AI can write just like me… I’ve seen how OpenAI’s GPT2 system can produce a column in my style. Guardian journalist

In February, non-profit research company OpenAI, cofounded by Elon Musk and backed by tech investors Reid Hoffman and Peter Thiel, revealed a language modelling program called GPT-2. The system was trained on around 40GB of internet texts obtained from most up-voted links on social media site Reddit.

AI system works by predicting the next word after given sequence of words and is so good at this, that it not only obtained high scores on benchmark tests but could “adapt to the style and content of the conditioning text” allowing “the user to generate realistic and coherent continuations about a topic of their choosing”.

The OpenAI team was so impressed by the ability of AI system to generate coherent and flexible texts that they took a rare step in open source community and decided against releasing the complete program, opting instead for the limited version of the system.

Impressive samples of AI content

In their blog post introducing the system, OpenAI provided several samples of the program at work. On feeding their AI program the following input:

In a shocking finding, scientist discovered a herd of unicorns living in a remote, previously unexplored valley, in the Andes Mountains. Even more surprising to the researchers was the fact that the unicorns spoke perfect English,

the AI system continued the story by producing the following text after 10 attempts:

The scientist named the population, after their distinctive horn, Ovid’s Unicorn. These four-horned, silver-white unicorns were previously unknown to science. Now, after almost two centuries, the mystery of what sparked this odd phenomenon is finally solved. Dr. Jorge Pérez, an evolutionary biologist from the University of La Paz, and several companions, were exploring the Andes Mountains when they found a small valley, with no other animals or humans. Pérez noticed that the valley had what appeared to be a natural fountain, surrounded by two peaks of rock and silver snow. Pérez and the others then ventured further into the valley. “By the time we reached the top of one peak, the water looked blue, with some crystals on top,” said Pérez.

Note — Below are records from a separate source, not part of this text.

PR #967, opened 2020-08-03
Fix changed cf java client

jvalkeal:
- buildpack is changed as buildpacks in a manifest
  in a new cf java client.
- You can still set single buildpack but can read
  back only multiple ones.
- This commit needs cf deployer which brings in cf 4.9.x


ilayaperumalg:
LGTM, merging.

PR #973, opened 2020-08-28
Update doc generation

Buzzardo:
Update doc generation to the latest versions of spring-doc-resources
and the Asciidoctor generator. Also removed tocify, which was
causing a duplicate ToC. Also removed the last bit of XML leftover
from using Docbook.


jvalkeal:
Merged per a9b3f187e21cf4217e0be949189f9258c0ce920b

AI text generator that is too good to be released

After publication, the OpenAI work has resulted in wide coverage with some alarming headlines: “OpenAI built a text generator so good, it’s considered too dangerous to release” (Techcrunch), “AI can write just like me. Brace for the robot apocalypse ” (Guardian).

Although OpenAI system still suffers from problems like excessive repetitions and changing of topics, the latest breakthrough nevertheless indicates that text production could at some time in the future experience the same fate as some other human skills. Namely, that AI would be superior at it, similar to how it bettered humans at complex skills such as playing Go or Doha.

This makes the implications of AI content generation in near future something worth exploring.

AI content production – parallels with Neural Machine Translation

To explore what may happen when improved AI models enter the content production industry we may turn to another field that has already undergone part of similar transition – translation services.

Translation was long thought to be impervious to automation due to complex nature of human language. This, however, did not stop the translation industry as being one of the first fields that looked to machines for the purpose of automation with the first major beginnings dating back to the 60s.

Despite gradual improvements in machine translation over the subsequent decades, an important major breakthrough was the recent success of so-called neural machine translation (NMT) systems which use neural nets and vector representations of words and replaced previous statistical methods. NMT systems are already used by Facebook, Microsoft for their translation products.

Even though NMT systems like those of Google and DeepL are often achieving human-like performance, even better results in practice and on tests like the BLEU benchmark are achieved by specialized NMT models trained on domain-specific data.

The emergence of AI text quality editors?

These developments have led to increasing use of NMT systems in translation services, whereby the texts are first translated by NMT programs and then checked by a human proof editor with work process usually integrated in CAT tools.

While the quality of AI content production systems is not yet high enough to be generally used in production environments, it is possible that eventual introduction will follow a similar path as in translation services. With content first produced by AI models and subsequently checked by human “content quality editors”.

Implications for Digital Marketing and SEO practitioners

High-quality content is consistently quoted as one of the major ranking factors of search engines with content important subject of Penguin and Hummingbird Google Updates.

AI content generation models could be exploited for generation of spammy content and indeed, this was one of the reasons why OpenAI withheld the release of their full GPT-2 model. However such mass-produced unaltered texts can be easily detected and MIT-IBM Watson AI lab and HarvardNLP already introduced a tool which detects texts based on GPT-2 model.

A greater potential could lie in using AI content generation texts as the first step, similar to NMT translations, with humans adding the final touch. For those business minded among you, there is an added benefit of using AI in that it can have almost zero costs and quick delivery.

Future AI programs may also genuinely surprise us with its quality, as it already happened before.

When observing the games of Go played by AI program AlphaGo, experienced Go players wondered how some patterns of game were so unique that they were not observed in 2000+ years of human history of Go playing.

Which leads us to wonder about potentials of AI content production.

What if the AI content generation models could once provide us with digital marketing texts that surpass those of humans?

What if the best copywriters at some point in the future could become AI programs?

Or maybe the best results could be achieved with the combination of humans working in tandem with AI programs.